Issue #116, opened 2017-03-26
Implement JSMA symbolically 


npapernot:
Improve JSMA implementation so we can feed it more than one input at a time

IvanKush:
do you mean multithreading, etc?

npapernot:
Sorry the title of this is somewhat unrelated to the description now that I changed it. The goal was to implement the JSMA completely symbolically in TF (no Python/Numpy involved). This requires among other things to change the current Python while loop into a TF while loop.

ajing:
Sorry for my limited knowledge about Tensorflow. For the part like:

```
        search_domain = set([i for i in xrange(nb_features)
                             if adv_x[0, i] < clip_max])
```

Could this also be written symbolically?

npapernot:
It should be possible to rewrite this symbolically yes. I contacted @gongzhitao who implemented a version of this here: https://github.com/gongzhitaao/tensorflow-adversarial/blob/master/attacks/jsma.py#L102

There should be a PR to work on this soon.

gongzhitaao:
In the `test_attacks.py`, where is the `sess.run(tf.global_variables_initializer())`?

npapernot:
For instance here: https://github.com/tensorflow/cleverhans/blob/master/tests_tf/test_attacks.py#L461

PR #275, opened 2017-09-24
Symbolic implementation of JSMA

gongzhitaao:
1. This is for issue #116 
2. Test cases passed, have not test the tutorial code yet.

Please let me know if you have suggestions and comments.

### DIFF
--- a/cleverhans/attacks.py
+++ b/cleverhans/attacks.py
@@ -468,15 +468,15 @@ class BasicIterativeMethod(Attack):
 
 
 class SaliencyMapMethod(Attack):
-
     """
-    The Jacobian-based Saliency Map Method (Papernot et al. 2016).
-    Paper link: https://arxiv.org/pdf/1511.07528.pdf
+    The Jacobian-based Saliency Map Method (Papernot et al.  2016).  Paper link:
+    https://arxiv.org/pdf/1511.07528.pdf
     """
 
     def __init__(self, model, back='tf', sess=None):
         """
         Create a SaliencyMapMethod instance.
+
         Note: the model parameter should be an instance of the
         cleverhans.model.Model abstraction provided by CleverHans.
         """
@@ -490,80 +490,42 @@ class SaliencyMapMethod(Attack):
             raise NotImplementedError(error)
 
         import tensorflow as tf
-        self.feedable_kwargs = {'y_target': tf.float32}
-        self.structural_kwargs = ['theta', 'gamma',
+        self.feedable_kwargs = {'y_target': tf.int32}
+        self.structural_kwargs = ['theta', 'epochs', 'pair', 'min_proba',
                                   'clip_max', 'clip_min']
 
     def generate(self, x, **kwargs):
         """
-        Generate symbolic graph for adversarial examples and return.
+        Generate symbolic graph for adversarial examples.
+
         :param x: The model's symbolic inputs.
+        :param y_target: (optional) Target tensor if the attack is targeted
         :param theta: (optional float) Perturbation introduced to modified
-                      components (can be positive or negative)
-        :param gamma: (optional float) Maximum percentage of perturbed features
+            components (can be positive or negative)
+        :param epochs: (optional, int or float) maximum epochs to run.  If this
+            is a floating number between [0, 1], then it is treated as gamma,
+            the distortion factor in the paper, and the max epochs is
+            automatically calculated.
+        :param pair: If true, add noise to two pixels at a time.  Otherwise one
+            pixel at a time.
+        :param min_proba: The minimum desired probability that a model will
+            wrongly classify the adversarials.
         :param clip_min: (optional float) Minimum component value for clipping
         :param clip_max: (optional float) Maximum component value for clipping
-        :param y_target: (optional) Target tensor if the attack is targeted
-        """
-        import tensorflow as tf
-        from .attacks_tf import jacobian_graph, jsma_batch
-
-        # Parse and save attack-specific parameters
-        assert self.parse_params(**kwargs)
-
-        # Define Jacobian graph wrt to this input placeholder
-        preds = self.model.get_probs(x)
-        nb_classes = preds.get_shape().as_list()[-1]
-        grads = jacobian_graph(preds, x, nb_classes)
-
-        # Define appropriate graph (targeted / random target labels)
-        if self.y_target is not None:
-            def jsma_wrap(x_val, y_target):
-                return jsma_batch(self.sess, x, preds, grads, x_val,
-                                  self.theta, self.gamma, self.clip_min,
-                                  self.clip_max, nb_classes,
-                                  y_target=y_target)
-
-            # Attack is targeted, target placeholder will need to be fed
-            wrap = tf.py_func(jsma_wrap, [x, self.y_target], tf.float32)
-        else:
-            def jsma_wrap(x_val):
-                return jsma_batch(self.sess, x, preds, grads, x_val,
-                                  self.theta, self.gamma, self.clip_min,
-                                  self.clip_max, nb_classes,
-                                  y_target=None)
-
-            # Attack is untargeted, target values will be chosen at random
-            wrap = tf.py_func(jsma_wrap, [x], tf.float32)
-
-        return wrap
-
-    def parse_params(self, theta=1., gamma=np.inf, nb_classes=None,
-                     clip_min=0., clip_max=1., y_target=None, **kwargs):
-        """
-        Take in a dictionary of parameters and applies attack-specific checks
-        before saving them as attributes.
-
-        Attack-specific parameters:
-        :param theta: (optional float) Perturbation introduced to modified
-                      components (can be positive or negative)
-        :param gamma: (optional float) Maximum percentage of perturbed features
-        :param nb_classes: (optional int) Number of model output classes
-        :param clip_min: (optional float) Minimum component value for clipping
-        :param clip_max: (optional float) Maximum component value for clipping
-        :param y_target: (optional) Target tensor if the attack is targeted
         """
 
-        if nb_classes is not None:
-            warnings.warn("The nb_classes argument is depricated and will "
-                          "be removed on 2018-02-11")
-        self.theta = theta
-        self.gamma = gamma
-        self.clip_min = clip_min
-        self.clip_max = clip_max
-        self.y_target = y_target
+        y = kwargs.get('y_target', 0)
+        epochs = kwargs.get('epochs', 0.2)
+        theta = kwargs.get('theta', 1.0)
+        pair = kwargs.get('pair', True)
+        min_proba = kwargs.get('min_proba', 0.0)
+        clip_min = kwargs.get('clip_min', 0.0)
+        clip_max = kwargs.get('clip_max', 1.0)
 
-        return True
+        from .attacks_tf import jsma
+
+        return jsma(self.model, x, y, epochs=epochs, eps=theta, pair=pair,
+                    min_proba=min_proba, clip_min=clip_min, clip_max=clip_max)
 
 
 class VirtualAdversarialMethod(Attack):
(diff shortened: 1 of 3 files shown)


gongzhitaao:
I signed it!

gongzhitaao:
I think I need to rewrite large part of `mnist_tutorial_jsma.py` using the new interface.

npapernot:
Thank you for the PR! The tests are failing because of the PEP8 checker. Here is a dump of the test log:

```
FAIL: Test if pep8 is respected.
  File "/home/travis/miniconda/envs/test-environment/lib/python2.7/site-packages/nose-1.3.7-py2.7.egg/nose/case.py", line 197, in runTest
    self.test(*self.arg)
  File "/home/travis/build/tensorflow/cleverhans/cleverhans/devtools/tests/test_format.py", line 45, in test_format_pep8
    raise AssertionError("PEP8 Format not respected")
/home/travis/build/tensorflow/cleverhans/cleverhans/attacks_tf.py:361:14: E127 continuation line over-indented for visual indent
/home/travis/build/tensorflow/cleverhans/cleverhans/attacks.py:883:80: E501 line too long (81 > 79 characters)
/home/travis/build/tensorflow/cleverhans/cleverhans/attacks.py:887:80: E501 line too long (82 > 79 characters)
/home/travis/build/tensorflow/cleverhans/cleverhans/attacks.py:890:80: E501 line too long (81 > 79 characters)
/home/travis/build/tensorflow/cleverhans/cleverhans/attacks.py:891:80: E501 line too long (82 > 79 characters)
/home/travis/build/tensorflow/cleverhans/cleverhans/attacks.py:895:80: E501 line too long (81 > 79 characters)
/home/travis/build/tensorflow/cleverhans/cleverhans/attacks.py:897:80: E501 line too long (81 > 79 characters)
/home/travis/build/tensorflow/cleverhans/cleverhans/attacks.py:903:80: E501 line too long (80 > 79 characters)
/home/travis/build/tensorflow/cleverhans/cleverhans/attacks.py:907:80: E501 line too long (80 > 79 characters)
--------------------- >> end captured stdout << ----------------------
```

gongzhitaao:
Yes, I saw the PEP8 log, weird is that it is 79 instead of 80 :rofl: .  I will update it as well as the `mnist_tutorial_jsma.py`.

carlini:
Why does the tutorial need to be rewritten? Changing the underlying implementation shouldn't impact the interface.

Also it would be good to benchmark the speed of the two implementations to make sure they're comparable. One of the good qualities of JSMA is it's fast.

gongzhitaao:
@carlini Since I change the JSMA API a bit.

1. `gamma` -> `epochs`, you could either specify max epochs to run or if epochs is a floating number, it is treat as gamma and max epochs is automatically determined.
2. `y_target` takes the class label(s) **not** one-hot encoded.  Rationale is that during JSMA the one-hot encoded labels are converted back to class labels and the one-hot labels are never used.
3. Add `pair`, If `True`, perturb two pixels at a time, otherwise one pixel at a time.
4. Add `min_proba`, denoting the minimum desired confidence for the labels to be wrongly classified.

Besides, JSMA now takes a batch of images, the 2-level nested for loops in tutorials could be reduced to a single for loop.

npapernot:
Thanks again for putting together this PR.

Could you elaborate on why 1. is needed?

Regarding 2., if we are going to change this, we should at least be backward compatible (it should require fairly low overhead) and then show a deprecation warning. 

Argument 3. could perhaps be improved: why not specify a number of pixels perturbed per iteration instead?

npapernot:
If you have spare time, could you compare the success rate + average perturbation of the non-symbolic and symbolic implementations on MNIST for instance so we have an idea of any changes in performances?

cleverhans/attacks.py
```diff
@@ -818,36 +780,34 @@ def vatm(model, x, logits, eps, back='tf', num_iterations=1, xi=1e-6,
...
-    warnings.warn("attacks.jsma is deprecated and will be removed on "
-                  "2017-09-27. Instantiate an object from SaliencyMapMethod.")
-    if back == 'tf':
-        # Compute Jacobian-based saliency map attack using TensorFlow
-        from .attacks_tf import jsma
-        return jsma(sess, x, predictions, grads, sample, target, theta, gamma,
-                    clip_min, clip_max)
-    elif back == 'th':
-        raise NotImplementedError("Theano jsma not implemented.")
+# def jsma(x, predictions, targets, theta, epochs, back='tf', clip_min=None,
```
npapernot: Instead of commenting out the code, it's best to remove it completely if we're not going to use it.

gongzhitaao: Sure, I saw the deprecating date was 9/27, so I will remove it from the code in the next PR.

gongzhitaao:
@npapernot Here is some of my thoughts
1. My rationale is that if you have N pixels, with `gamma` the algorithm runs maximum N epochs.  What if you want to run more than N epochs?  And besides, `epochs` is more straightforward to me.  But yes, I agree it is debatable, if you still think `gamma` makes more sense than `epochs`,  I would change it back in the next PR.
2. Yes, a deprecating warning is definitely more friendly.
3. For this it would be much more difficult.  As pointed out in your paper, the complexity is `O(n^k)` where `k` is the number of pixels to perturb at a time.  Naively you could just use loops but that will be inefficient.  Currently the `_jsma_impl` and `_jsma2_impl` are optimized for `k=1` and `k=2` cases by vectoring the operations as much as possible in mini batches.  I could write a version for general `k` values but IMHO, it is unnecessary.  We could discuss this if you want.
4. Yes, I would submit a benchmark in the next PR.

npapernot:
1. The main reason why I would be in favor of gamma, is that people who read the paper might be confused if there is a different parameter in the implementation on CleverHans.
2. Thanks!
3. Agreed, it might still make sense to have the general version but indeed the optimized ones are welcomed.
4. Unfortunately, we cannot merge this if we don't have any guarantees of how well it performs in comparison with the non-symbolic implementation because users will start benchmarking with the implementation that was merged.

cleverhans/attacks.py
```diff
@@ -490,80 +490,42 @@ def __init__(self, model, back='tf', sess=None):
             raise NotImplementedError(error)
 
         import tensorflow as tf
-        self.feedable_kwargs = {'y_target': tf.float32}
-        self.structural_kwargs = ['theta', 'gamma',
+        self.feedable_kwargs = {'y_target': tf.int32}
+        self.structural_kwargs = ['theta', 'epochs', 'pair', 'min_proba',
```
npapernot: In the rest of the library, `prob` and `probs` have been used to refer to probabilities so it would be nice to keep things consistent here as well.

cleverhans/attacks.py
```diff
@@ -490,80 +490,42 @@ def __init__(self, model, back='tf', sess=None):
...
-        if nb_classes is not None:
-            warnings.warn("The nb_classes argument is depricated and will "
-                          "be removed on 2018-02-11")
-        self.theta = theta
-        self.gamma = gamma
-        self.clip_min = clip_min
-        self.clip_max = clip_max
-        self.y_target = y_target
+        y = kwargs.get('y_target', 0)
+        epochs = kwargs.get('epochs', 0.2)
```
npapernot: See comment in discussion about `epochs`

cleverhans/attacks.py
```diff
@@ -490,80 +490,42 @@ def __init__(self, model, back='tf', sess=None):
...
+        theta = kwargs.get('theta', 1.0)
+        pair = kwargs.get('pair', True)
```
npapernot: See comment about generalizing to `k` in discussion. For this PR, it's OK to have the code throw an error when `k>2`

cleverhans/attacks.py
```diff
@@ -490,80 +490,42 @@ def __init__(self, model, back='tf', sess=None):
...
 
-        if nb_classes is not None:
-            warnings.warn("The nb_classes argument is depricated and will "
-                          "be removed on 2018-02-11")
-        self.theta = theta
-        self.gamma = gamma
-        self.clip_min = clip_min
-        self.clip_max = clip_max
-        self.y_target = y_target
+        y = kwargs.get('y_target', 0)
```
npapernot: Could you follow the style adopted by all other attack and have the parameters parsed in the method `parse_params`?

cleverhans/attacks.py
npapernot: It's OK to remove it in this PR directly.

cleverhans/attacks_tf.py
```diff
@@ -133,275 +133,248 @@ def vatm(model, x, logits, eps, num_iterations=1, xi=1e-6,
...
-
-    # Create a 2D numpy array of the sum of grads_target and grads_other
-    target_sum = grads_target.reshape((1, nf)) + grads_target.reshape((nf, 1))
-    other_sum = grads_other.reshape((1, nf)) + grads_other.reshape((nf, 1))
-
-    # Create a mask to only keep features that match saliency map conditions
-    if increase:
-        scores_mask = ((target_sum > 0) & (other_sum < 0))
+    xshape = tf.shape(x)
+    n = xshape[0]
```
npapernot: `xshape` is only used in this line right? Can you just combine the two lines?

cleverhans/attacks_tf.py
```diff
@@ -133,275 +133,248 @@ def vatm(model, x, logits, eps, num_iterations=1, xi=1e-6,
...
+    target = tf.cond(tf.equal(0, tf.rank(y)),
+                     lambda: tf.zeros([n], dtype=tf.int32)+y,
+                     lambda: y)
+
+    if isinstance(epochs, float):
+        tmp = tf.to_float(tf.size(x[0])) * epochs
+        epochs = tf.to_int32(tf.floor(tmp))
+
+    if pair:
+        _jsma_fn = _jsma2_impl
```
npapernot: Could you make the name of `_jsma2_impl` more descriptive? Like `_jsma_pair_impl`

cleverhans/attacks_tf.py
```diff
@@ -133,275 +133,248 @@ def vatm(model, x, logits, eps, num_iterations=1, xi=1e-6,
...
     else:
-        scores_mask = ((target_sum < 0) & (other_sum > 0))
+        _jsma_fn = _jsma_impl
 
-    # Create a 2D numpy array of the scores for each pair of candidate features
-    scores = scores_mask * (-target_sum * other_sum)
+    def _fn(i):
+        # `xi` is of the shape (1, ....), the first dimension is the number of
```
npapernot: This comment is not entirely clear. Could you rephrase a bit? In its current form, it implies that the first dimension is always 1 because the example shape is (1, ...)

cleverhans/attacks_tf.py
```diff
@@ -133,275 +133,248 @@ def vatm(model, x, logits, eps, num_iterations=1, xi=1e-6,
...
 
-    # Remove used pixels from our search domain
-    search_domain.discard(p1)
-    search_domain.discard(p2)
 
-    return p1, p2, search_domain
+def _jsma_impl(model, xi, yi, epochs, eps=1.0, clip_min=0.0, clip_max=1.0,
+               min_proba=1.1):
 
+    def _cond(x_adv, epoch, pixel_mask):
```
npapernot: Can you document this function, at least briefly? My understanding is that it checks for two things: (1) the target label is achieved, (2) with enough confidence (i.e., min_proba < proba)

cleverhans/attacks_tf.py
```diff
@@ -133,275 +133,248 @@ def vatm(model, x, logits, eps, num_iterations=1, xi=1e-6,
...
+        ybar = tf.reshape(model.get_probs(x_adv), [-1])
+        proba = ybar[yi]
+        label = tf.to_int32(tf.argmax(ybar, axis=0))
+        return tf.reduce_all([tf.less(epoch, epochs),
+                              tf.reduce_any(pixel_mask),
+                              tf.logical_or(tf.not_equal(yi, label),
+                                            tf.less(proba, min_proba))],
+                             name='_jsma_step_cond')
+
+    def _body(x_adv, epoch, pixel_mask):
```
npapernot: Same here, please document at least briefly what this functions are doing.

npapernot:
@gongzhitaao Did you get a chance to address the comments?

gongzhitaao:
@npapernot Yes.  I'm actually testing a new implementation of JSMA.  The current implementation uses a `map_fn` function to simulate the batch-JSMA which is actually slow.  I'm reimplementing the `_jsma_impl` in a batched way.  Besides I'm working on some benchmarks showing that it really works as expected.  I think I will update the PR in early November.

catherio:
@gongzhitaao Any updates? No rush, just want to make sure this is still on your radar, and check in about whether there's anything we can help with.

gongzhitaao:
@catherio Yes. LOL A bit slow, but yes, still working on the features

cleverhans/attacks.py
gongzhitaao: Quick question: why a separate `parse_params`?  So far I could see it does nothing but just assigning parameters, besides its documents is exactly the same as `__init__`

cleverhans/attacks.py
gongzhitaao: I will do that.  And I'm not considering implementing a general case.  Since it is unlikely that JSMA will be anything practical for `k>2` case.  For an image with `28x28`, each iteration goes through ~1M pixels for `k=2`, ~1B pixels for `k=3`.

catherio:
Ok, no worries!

....................

● **INSTRUCTIONS FOR THE TASK**
Which lines in the material above include the string "Create"? Pull them out.

● **TASK ANSWER**
         Create a SaliencyMapMethod instance.
-    # Create a 2D numpy array of the sum of grads_target and grads_other
-    # Create a mask to only keep features that match saliency map conditions
-    # Create a 2D numpy array of the scores for each pair of candidate features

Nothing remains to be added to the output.